WORK ITEM — List, from the lines below, each one with "later" in it.

*** DATA FOR PROCESSING Section Begins ***

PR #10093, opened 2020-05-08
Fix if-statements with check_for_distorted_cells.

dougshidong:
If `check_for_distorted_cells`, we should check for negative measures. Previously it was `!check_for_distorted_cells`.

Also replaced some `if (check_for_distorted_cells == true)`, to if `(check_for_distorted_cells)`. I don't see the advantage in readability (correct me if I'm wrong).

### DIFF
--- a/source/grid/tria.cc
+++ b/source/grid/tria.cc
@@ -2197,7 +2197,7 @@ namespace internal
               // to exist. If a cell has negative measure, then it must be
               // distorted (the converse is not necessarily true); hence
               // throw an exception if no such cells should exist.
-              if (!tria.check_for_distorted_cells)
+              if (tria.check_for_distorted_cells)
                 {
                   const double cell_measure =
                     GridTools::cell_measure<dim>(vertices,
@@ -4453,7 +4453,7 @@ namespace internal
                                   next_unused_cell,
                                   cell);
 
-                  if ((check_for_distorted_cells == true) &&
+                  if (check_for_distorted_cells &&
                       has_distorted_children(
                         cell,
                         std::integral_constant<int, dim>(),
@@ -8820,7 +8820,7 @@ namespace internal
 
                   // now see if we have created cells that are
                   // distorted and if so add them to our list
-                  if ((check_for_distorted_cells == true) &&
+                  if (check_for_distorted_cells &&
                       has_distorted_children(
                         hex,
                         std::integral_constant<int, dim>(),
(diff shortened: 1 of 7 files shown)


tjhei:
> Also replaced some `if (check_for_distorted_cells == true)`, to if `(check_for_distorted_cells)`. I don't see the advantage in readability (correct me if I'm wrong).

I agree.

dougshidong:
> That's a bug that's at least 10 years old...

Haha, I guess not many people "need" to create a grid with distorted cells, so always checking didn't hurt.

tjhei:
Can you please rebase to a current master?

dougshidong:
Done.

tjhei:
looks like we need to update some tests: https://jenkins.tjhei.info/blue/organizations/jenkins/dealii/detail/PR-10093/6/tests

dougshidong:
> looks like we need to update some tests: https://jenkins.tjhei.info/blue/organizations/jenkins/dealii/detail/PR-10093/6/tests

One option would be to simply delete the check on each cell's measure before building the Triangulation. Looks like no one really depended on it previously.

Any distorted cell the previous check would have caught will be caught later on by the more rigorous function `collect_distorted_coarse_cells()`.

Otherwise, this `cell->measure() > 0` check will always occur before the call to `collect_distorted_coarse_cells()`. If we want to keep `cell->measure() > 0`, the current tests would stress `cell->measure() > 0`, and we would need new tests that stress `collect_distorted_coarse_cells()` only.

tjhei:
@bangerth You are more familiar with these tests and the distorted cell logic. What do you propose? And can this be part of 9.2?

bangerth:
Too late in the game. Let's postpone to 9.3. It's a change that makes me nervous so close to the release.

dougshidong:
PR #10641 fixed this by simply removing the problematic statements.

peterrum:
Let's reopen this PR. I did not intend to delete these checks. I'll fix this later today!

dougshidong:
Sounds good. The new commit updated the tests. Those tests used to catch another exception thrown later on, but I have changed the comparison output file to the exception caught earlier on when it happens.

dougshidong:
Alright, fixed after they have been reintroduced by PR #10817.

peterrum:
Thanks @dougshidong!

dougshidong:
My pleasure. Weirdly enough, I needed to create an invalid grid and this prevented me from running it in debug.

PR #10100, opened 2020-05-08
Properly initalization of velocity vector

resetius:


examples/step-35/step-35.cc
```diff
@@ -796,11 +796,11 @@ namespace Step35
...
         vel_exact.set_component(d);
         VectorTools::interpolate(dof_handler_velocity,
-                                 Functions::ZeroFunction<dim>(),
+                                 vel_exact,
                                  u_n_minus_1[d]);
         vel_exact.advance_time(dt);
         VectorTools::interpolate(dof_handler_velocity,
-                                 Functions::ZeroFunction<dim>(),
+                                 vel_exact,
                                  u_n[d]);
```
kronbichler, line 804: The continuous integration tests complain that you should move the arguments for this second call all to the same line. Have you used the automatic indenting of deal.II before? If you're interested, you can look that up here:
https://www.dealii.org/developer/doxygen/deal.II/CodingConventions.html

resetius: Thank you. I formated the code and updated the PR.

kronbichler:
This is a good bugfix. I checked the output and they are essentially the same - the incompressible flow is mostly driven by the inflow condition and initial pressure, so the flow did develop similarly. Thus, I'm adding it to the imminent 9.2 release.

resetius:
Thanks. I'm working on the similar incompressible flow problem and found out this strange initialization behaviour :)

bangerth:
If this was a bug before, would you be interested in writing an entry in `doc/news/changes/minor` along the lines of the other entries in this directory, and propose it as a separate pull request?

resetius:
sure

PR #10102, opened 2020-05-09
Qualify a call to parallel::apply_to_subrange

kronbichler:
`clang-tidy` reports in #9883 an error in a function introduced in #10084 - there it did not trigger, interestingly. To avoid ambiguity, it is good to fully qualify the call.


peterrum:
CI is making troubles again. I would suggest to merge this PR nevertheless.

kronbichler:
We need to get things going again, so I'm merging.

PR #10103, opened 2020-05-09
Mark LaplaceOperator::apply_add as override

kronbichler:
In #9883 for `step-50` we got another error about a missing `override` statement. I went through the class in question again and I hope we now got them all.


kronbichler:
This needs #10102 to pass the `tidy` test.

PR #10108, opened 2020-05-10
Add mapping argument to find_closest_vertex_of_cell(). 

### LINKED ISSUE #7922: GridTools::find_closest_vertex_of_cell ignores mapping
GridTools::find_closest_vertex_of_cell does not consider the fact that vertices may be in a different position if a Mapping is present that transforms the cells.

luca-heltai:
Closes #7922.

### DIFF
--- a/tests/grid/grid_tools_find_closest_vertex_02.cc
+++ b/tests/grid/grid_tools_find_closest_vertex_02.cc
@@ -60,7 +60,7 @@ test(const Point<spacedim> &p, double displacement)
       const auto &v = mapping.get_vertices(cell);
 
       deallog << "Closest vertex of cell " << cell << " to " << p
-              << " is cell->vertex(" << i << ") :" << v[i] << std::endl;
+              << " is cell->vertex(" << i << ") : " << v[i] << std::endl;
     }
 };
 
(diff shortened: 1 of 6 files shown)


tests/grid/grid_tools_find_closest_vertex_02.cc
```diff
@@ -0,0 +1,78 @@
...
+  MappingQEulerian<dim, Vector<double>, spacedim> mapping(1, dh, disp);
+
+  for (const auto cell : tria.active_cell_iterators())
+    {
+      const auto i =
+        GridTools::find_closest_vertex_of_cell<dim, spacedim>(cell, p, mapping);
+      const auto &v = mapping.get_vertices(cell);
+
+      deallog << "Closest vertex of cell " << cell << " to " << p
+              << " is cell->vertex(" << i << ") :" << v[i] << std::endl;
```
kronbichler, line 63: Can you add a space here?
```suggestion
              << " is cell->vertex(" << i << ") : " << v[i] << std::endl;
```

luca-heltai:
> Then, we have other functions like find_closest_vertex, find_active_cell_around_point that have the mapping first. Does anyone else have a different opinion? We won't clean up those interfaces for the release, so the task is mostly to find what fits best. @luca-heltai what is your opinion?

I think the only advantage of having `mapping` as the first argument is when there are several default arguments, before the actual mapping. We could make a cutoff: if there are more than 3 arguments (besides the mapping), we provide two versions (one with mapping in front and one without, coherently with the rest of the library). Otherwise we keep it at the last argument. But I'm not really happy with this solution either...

*** DATA FOR PROCESSING Section Ends ***

ANSWER TO THIS EXERCISE —
Any distorted cell the previous check would have caught will be caught later on by the more rigorous function `collect_distorted_coarse_cells()`.
Let's reopen this PR. I did not intend to delete these checks. I'll fix this later today!
Sounds good. The new commit updated the tests. Those tests used to catch another exception thrown later on, but I have changed the comparison output file to the exception caught earlier on when it happens.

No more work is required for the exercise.